[Collected data]
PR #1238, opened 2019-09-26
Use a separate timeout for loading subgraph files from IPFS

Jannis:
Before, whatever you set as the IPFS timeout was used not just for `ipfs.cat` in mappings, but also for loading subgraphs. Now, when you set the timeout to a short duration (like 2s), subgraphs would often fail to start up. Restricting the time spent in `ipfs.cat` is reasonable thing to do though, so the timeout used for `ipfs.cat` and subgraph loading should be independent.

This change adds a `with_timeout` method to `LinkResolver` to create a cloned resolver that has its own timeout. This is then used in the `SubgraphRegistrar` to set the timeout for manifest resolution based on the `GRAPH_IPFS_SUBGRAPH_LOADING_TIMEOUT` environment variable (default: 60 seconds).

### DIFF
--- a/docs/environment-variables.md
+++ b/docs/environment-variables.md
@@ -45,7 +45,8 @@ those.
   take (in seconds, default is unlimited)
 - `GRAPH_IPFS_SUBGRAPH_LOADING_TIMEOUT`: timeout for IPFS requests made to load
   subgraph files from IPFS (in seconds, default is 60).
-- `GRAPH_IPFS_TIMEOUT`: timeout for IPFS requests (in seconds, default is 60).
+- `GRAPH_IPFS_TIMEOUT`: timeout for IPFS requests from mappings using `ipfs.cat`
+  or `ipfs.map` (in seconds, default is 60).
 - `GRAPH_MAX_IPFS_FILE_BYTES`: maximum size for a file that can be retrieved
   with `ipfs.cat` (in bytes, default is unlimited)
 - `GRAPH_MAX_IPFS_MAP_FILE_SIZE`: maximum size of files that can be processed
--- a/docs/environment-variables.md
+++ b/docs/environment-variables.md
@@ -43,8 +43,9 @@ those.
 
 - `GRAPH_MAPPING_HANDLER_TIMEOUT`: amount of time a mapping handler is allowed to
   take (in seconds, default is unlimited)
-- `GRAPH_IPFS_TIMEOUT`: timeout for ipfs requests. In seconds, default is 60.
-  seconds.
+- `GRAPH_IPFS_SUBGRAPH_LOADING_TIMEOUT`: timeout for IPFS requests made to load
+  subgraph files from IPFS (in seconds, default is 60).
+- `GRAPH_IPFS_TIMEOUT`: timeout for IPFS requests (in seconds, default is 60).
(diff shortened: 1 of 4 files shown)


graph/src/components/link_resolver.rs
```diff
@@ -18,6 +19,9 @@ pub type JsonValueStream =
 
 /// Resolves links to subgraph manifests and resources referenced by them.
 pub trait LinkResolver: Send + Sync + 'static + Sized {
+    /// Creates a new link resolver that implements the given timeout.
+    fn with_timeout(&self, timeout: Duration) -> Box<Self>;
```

_Task_: Filter the records for lines holding the string "that". Copy each one.

_Solution below_:
This change adds a `with_timeout` method to `LinkResolver` to create a cloned resolver that has its own timeout. This is then used in the `SubgraphRegistrar` to set the timeout for manifest resolution based on the `GRAPH_IPFS_SUBGRAPH_LOADING_TIMEOUT` environment variable (default: 60 seconds).
 - `GRAPH_MAX_IPFS_FILE_BYTES`: maximum size for a file that can be retrieved
 - `GRAPH_MAX_IPFS_MAP_FILE_SIZE`: maximum size of files that can be processed
+    /// Creates a new link resolver that implements the given timeout.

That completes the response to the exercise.